PR #7, opened 2026-04-21
perf: store Decimal directly in elaboration::Amount

alevy:
## Summary

- Changes `elaboration::Amount` from `BTreeMap<Commodity, [u8; 16]>` to `BTreeMap<Commodity, Decimal>`
- Removes all `Decimal::serialize()`/`Decimal::deserialize()` calls from the elaboration hot path
- Updates `src/main.rs` and `benches/queries.rs` to use `Decimal` directly
- Adds manual `Serialize`/`Deserialize` impls for `Amount` that preserve the `[u8; 16]` wire format, so existing `.bki` files remain readable

## Motivation

Every posting amount previously required a round-trip through `[u8; 16]`: amounts were serialized to bytes for storage in the map, then deserialized back to `Decimal` for every arithmetic operation. This happened on every posting in every transaction during elaboration. Storing `Decimal` directly eliminates this overhead entirely.

The `.bki` binary format is **unchanged** — the custom serde impls on `Amount` convert `Decimal ↔ [u8; 16]` during serialization so the on-disk representation is byte-for-byte identical to the original.

## Benchmark results

All workloads use 100k transactions. Results are median times.

| Benchmark | Before | After | Δ |
|-----------|--------|-------|---|
| elaboration/simple | 9.82 ms | 9.61 ms | −2.1% |
| elaboration/wide | 12.65 ms | 12.32 ms | −2.6% |
| elaboration/deep | 24.02 ms | 23.91 ms | −0.5% |
| elaboration/multi_commodity | 10.46 ms | 10.52 ms | +0.6% |
| compile/simple | 65.95 ms | 67.40 ms | +2.2% |
| compile/wide | 69.61 ms | 71.18 ms | +2.3% |
| compile/deep | 181.65 ms | 185.76 ms | +2.3% |
| compile/multi_commodity | 107.36 ms | 105.98 ms | −1.3% |

The elaboration stage itself shows a consistent improvement. The compile-level numbers are within noise — the dominant cost at that level is parsing (~65 ms of the 67 ms total), so the elaboration saving is not visible end-to-end. The code simplification is the primary benefit.

## Test plan

- [x] `cargo test --lib` — 20 tests pass (including 2 new: wire-format compat and round-trip)
- [x] Benchmarks run before and after on identical workloads

### DIFF
--- a/benches/queries.rs
+++ b/benches/queries.rs
@@ -26,7 +26,7 @@ fn bench_balance(c: &mut Criterion) {
                                 .entry(posting.account.as_str())
                                 .or_default()
                                 .entry(commodity.as_str())
-                                .or_default() += Decimal::deserialize(*amount);
+                                .or_default() += *amount;
                         }
                     }
                 }
--- a/src/elaboration.rs
+++ b/src/elaboration.rs
@@ -128,7 +128,7 @@ pub type Commodity = String;
 /// via postcard without needing a custom codec, while preserving exact decimal
 /// precision (no floating-point rounding).
 #[derive(Deserialize, Default, Serialize, Debug)]
-pub struct Amount(pub BTreeMap<Commodity, [u8; 16]>);
+pub struct Amount(pub BTreeMap<Commodity, Decimal>);
 
 /// Cleared/pending state of a resolved transaction or posting.
 ///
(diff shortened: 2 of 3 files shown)


alevy:
Can we refactor the `Amount` type to still serialize (perhaps with serde's `with` directive?) using Decimal's `serialize` and `deserialize` under the hood while preserving the `Decimal` type once in Rust?

alevy:
Done — replaced the derive with manual `Serialize`/`Deserialize` impls that convert `Decimal ↔ [u8; 16]` during serde calls. The `.bki` wire format is now byte-for-byte identical to the original, while the Rust API exposes `Decimal` directly. Added two tests: one that asserts the postcard bytes match a raw `BTreeMap<_, [u8;16]>` (wire compat), and one full round-trip test.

== == ==

- [Your objective] Look above for the line with "- Removes all" and the line with "Every posting amount"; transcribe both and all lines in between, exactly, and nothing else.

- [Task output]
- Removes all `Decimal::serialize()`/`Decimal::deserialize()` calls from the elaboration hot path
- Updates `src/main.rs` and `benches/queries.rs` to use `Decimal` directly
- Adds manual `Serialize`/`Deserialize` impls for `Amount` that preserve the `[u8; 16]` wire format, so existing `.bki` files remain readable

## Motivation

Every posting amount previously required a round-trip through `[u8; 16]`: amounts were serialized to bytes for storage in the map, then deserialized back to `Decimal` for every arithmetic operation. This happened on every posting in every transaction during elaboration. Storing `Decimal` directly eliminates this overhead entirely.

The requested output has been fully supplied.